Diffuse large B-cell lymphoma (DLBCL) is the most common type of lymphoma in the United States, with a 5-year relative survival rate of 53% in patients diagnosed with stage IV DLBCL. Given the poor survival outcomes and low remission rates for patients with relapsed or refractory (R/R) DLBCL, there is a need for better treatment options. Although SETD2 mutations are described in DLBCL, the mechanism of action of SETD2 inhibitors remains unclear.
EZM0414 is a potent and selective, orally bioavailable small-molecule inhibitor of SETD2. Preclinical data have demonstrated antitumor activity of EZM0414 in both t(4;14) and non-t(4;14) MM and DLBCL models.
This study (enrollment scheduled to begin Q3 2021) will evaluate the safety and efficacy of EZM0414 when administered as monotherapy in patients with R/R MM with or without t(4;14), or with R/R DLBCL.
Study Design and Methods: This first-in-human, 2-part, multicenter, open-label study will enroll patients aged ≥18 years with R/R MM who have received prior treatment with immune modulators, proteasome inhibitors, and anti-CD38 therapy, or who are intolerant to established therapies known to provide clinical benefit in MM, or with R/R DLBCL who have received at least 2 prior lines of therapy, including treatment with rituximab plus cyclophosphamide, doxorubicin, vincristine, and prednisone (R-CHOP); rituximab, etoposide, prednisone, vincristine, cyclophosphamide, and doxorubicin (R-EPOCH); rituximab, cyclophosphamide, vincristine, doxorubicin, and dexamethasone (R-hyper CVAD); or other standard of care therapies. Patients eligible for autologous stem cell transplantation will be excluded from this study.

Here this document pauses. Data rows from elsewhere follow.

PR #869, opened 2017-10-15
[breaking] address a variety of form related issues

### LINKED ISSUE #855: Should input--s use txt-s size?
Default input size feels cramped. Here's the comparison:

input--s-size

### LINKED ISSUE #862: line height / txt-* class woes
There's an issue with "component" classes like form elements, button, icons. We've designed all these base component classes assuming assuming a default lineheight of 24px (which is the body default: https://github.com/mapbox/assembly/blob/54d22b64b7b3f0580de2d60b977bb2964957b01a/src/typography.css#L15).

When combining `.txt-{size}` classes with these elements, layouts don't end up looking right: button labels become un-centered, form elements take up the wrong amount of vertical space. The best way to solve the problem is to ensure all "component" style classes include a line-height rule that will override the `.txt-{size}` line height rule. We need to do take this approach because many component classes have built in top/bottom margin or padding that requires special line-height treatment to ensure alignment.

The first part of the study will be a phase 1 dose escalation study using a Bayesian optimal interval design to evaluate the safety and tolerability of EZM0414 in patients with R/R MM with or without t(4;14), or with R/R DLBCL. Six dose levels of 100, 200, 300, 400, 600, and 900 mg administered once daily will be tested. Patients will be enrolled and treated in a cohort size of 3, and up to 36 patients will be enrolled to evaluate at least 10 patients at the maximum tolerated dose (MTD). The MTD will be selected at the dose level with a target dose-limiting toxicity rate ≤25%.
The second part of the study (phase 1b) will be a dose expansion at the MTD in patients with R/R MM with or without t(4;14), or with R/R DLBCL using the Bayesian optimal phase 2 design. Dose expansion will include 3 cohorts of up to 20 patients each. Cohort 1 will enroll patients with t(4;14)-positive R/R MM, cohort 2 will enroll patients with t(4;14)-negative R/R MM, and cohort 3 will enroll patients with R/R DLBCL.

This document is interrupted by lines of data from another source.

PR #870, opened 2017-10-15
[breaking] simplify and improve icon class implementation, closes #763

### LINKED ISSUE #763: Better strategy for vertically centering inline icons

samanpwbb:
screen shot 2017-10-14 at 7 17 23 pm

As long as icons are sized proportionally to text, they will not mess with text line height, and then it's easy to vertically center icons with 'icon inline-block align-middle'. If you need an icon at a specific size, use the h{size} and w{size} rules. Simple!

This commit removes icon-inliner, icon--s, and icon--l


davidtheclark:
This is an interesting idea. I do have some questions & concerns, though.

I think this does not end up making vertical centering icons with text much easier than the flexbox approach. Right now the catalog examples are *not* actually vertically centered with the text. 

Here's it looks like — the icon is too low:

screen shot 2017-10-15 at 7 21 36 am

Here's what it should look like, vertically centered:

screen shot 2017-10-15 at 7 21 41 am

In order for `inline-block align-middle` to work as you'd want, you have to (a) make sure all text you want vertically center with the icon is wrapped in elements, and (b) make sure that those text elements have `align-middle` applied. It's not enough to apply `align-middle` only to the icon. (The frequency with which I find myself repeating this trivia makes me expect that it's going to forgotten all over the place, and we'll end up misaligned icons.) 

So you end up having to apply just as many elements and about as many classes as if you'd used flexbox classes. The most notable difference is that you're using `vertical-align: middle` to center, which is easier to get wrong.

Also, this is a breaking change on a very widely used class. Probably we could mitigate it for our sites by making our `Icon` React component add size classes by default, and make this flexible-size behavior opt-in. Is that what you had in mind? Or are you thinking flexible-size should be the default? 

One consequence of flexible sizing is that we'll more often end up with icons that are pretty small. For example, on the site this

screen shot 2017-10-15 at 7 51 20 am

became this

screen shot 2017-10-15 at 7 51 26 am

samanpwbb:
> I think this does not end up making vertical centering icons with text much easier than the flexbox approach. Right now the catalog examples are not actually vertically centered with the text.

We can and should use flexbox when we don't need icons to flow with text. I don't think it's possible to make icons flow with text with flexbox.

> In order for inline-block align-middle to work as you'd want, you have to (a) make sure all text you want vertically center with the icon is wrapped in elements, and (b) make sure that those text elements have align-middle applied. It's not enough to apply align-middle only to the icon.

This is true. I have a new commit that addresses this problem by introducing two new classes.

> Also, this is a breaking change on a very widely used class. Probably we could mitigate it for our sites by making our Icon React component add size classes by default, and make this flexible-size behavior opt-in. Is that what you had in mind?

I had the reverse in mind. We'd default to context-based sizing, and make it easy to override. I think inheriting font size to set icon height will work well for us. We won't end up with awkwardly large or small icons as often.

src/icons.css
```diff
@@ -14,18 +14,53 @@
...
+ *   This is an icon
+ *   <svg class='icon icon--in-h'><use xlink:href='#icon-folder'/></svg>
+ *   inlined and centered with heading text.
+ * </h2>
+ */
+.icon--in-h {
+  display: inline-block;
+  vertical-align: top;
+  /* relies on expected txt to line height ratio of 1.2 */
+  height: calc(1em * 1.2);
```
davidtheclark: This could be `1.2em`, right?

src/icons.css
```diff
@@ -14,18 +14,53 @@
...
+ *   This is an icon
+ *   <svg class='icon icon--in-txt'><use xlink:href='#icon-folder'/></svg>
+ *   inlined and centered with body text.
+ * </p>
+ */
+.icon--in-txt {
+  display: inline-block;
+  vertical-align: top;
+  /* relies on expected txt to line height ratio of 1.5 */
+  height: calc(1em * 1.5);
```
davidtheclark: In regular paragraphs it is 1.6, though (15px/24px) — and the icon ends up too high:

screen shot 2017-10-15 at 4 16 10 pm

It's not too bad, at least not for this icon, but does illustrate the fragility of this approach.

davidtheclark (commented):
Ok, so now there are two distinct proposals, right? Changing the default icon size to `1em`, and introducing these new classes. It seems both could work independently?

I'm indifferent to the icon size question — I'm not the one whose consent is needed, I think.

How many situations do we have where a text is inline with icons? I'm not sure it's worth putting delicate rules into Assembly to cover these rare cases. Those edge cases could handle things on their own, I'm thinking.

davidtheclark:
I noticed that Google's material design icons punted on this problem, leaving it to each special case to figure out the method that works in its situation: https://github.com/google/material-design-icons/issues/121

src/icons.css
samanpwbb: Yes, I like the clarity of intent with calc (1em is the font size, multiply it by the line height). Either should be fine right?

src/icons.css
samanpwbb: This is hopefully close enough though –  much better than what we're using now.

samanpwbb:
I understand the criticisms, but I would be in favor of the changes proposed in this PR. Existing projects would benefit from these changes, and I would rather not require users to rediscover how to center align inline icons every time they use Assembly.

Happy to concede if the consensus is against me though. Added @tristen and @dasulit as reviewers.

src/icons.css
davidtheclark: Ok, fine by me.

tristen:
Just throwing it out there ... is another option to solve this upstream in mapbox-react-components? by adjusting the container size and viewbox of the svg element?

samanpwbb:
> is another option to solve this upstream in mapbox-react-components? by adjusting the container size and viewbox of the svg element?

Oh, it might be possible to solve it with javascript. We'd look at the element's computed line height value, then set the height of the element to match.

samanpwbb:
Decided to remove everything but the most basic `icon` class. Inline icon alignment should happen in JS by checking computed line height of the icon.

On the fence about whether the default icon size should use 1em x 1em (more convenient) or 18px x 18px (enforces icon pixel alignment by default). Either way, the expectation here is that icons would rely on `h` and `w` classes for sizing.

Would love another review from @davidtheclark @tristen when you two have a chance.

davidtheclark (approved):
🍈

The primary endpoints will be determining safety, dose-limiting toxicities, the MTD, and a recommended phase 2 dose. Secondary endpoints include the objective response rate, progression-free survival, and duration of response. Exploratory endpoints include a pharmacokinetic/pharmacodynamic profile analysis and the determination of mechanism of action biomarkers, such as histones and histone methylation.
The study design will include a futility assessment in the phase 1b part of the study, which will be initiated when clinical data from the first 10, 15, and 20 enrolled patients in the expansion cohort are available.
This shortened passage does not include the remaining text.